What White dumps into the Abyss appears to consist of random anecdotes, conversations with childhood friends, letters to himself and miscellaneous dreams and nightmares. Now and then, as the author works himself into a trance, the book turns into a lurid historic-erotic phantasmagoria. It is a memoir in the form of a fever dream.

One moment, White is aloof and ironic: He gives us the player stats for one memorable World Series of his childhood and titles it “The Condition of World Spirit, October 1962.” And the very next moment, we find ourselves hurtling into a literal abyss where we witness a weird massacre in the Indian territory of the 1870s that flashes forward to the Warsaw ghetto and the killing fields of Cambodia and ends between the thighs of a yuppie lawyer named Maureen who suddenly turns into an avenging Buffalo Woman.

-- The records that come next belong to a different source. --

PR #596, opened 2023-12-07
FastMRI workload variants

priyakasimbeg:
Add FastMRI workload variants:
- channels & pooling
- tanh
- layernorm

Also added modeldiff tests and checked that they passed.

Note on LayerNorm variant: We use torch.nn.GroupNorm with num_groups=1, to get an equivalent LayerNorm to JAX LayerNorm. The torch.nn.LayerNorm implementation only provides element-wise affine transformations, involving (C x W x H) size weights, whereas the JAX LayerNorm uses (C) size scaling weights. The torch.nn.GroupNorm module uses per-channel affine parameters which is equivalent to the Jax implementation.

### DIFF
--- a/algorithmic_efficiency/workloads/fastmri/fastmri_jax/models.py
+++ b/algorithmic_efficiency/workloads/fastmri/fastmri_jax/models.py
@@ -65,7 +65,7 @@ class UNet(nn.Module):
     if dropout_rate is None:
       dropout_rate = 0.0
 
-    # pylint: disable=C0103
+    # pylint: disable=invalid-name
     _ConvBlock = functools.partial(
         ConvBlock,
         dropout_rate=dropout_rate,
--- a/algorithmic_efficiency/workloads/fastmri/fastmri_jax/models.py
+++ b/algorithmic_efficiency/workloads/fastmri/fastmri_jax/models.py
@@ -28,7 +28,7 @@ def _instance_norm2d(x, axes, epsilon=1e-5):
   mean2 = jnp.mean(jnp.square(x), axes)
   # mean2 - _abs_sq(mean) is not guaranteed to be non-negative due
   # to floating point round-off errors.
-  var = jnp.maximum(0., mean2 - jnp.square(mean))  
+  var = jnp.maximum(0., mean2 - jnp.square(mean))
   stats_shape = list(x.shape)
   for axis in axes:
     stats_shape[axis] = 1
@@ -128,7 +128,7 @@ class UNet(nn.Module):
     output = nn.Conv(out_channels, kernel_size=(1, 1), strides=(1, 1))(output)
     return output.squeeze(-1)
 
-    
+
 class ConvBlock(nn.Module):
   """A Convolutional Block.
   out_channels: Number of channels in the output.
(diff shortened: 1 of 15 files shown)


algorithmic_efficiency/workloads/fastmri/fastmri_pytorch/workload.py
```diff
@@ -13,8 +13,7 @@
 from algorithmic_efficiency import pytorch_utils
 from algorithmic_efficiency import spec
 import algorithmic_efficiency.random_utils as prng
-from algorithmic_efficiency.workloads.fastmri.fastmri_pytorch.models import \
-    UNet
+from algorithmic_efficiency.workloads.fastmri.fastmri_pytorch import models
```
runame, line 16: Why not directly import `UNet`?

algorithmic_efficiency/workloads/fastmri/fastmri_jax/models.py
```diff
@@ -122,8 +125,8 @@ def __call__(self, x, train=True):
       output = jnp.concatenate((output, downsample_layer), axis=-1)
       output = conv(output, train)
 
-    output = final_conv(output)
-
+    out_channels = 1
```
runame, line 128: Why is this not a class attribute anymore?

algorithmic_efficiency/workloads/fastmri/fastmri_jax/workload.py
```diff
@@ -156,3 +162,32 @@ def _eval_model_on_split(self,
           k: v + synced_metrics[k][0] for k, v in total_metrics.items()
       }
     return {k: float(v.item() / num_examples) for k, v in total_metrics.items()}
+
+
+class FastMRIModelSizeWorkload(FastMRIWorkload):
```
runame, line 167: Are there not the adjusted validation and test targets missing here and for the Jax variants as well?

algorithmic_efficiency/workloads/fastmri/fastmri_pytorch/models.py
```diff
@@ -24,38 +43,49 @@ class UNet(nn.Module):
...
 
-    self.up_transpose_conv.append(TransposeConvBlock(ch * 2, ch))
+    self.up_transpose_conv.append(
+        TransposeConvBlock(ch * 2, ch, use_tanh, use_layer_norm))
     self.up_conv.append(
         nn.Sequential(
-            ConvBlock(ch * 2, ch, dropout_rate),
-            nn.Conv2d(ch, self.out_chans, kernel_size=1, stride=1),
+            ConvBlock(ch * 2, ch, dropout_rate, use_tanh, use_layer_norm),
+            nn.Conv2d(ch, 1, kernel_size=1, stride=1),
```
runame, line 88: Is there a reason why `out_chans` is hard-coded now?

runame (approved):
I haven't verified the equivalence of the different layer norm implementations, but besides my comments, LGTM!

algorithmic_efficiency/workloads/fastmri/fastmri_jax/workload.py
priyakasimbeg: Yes there are but we have to redo the target setting because of a bug we had in the init2winit code. I'll add this note in the PR.

algorithmic_efficiency/workloads/fastmri/fastmri_jax/models.py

Or we are lured into a colorful tale of Enrico Caruso and the San Francisco earthquake of 1906, only to discover that the woman into whose bed Caruso is trying to insinuate himself may or may not be a vampire and that the rising tide of San Francisco Bay is filled with impossibly vile things that may or may not be the imaginings of a runaway lunatic.

“Nothing in San Lorenzo was what it appeared to be,” rails one of the characters in White’s nightmare tales. “There are corners in this town where the veneer has warped and you may peel it back if you are brave and then what splendid creatures you’ll see!”

Or White simply sheds the burden of metaphysics and allows his well-crafted prose to turn into boogie-woogie: “A smart arm swept the bottles, glasses, the little plastic umbrella from the Bimbo’s mai tai, even the cigarette filth on to the floor and with one murderous jerk of the loins there was a riot goin’ on,” he raves at one point.

White is intrigued with the archeology of memory, and he invites us into a kind of Dream Time when history itself had not yet come into existence. As we trek across this surreal terrain, we might encounter Joe McCarthy, or Madame Nhu, or Charlie Manson, or someone--or something--with no name at all.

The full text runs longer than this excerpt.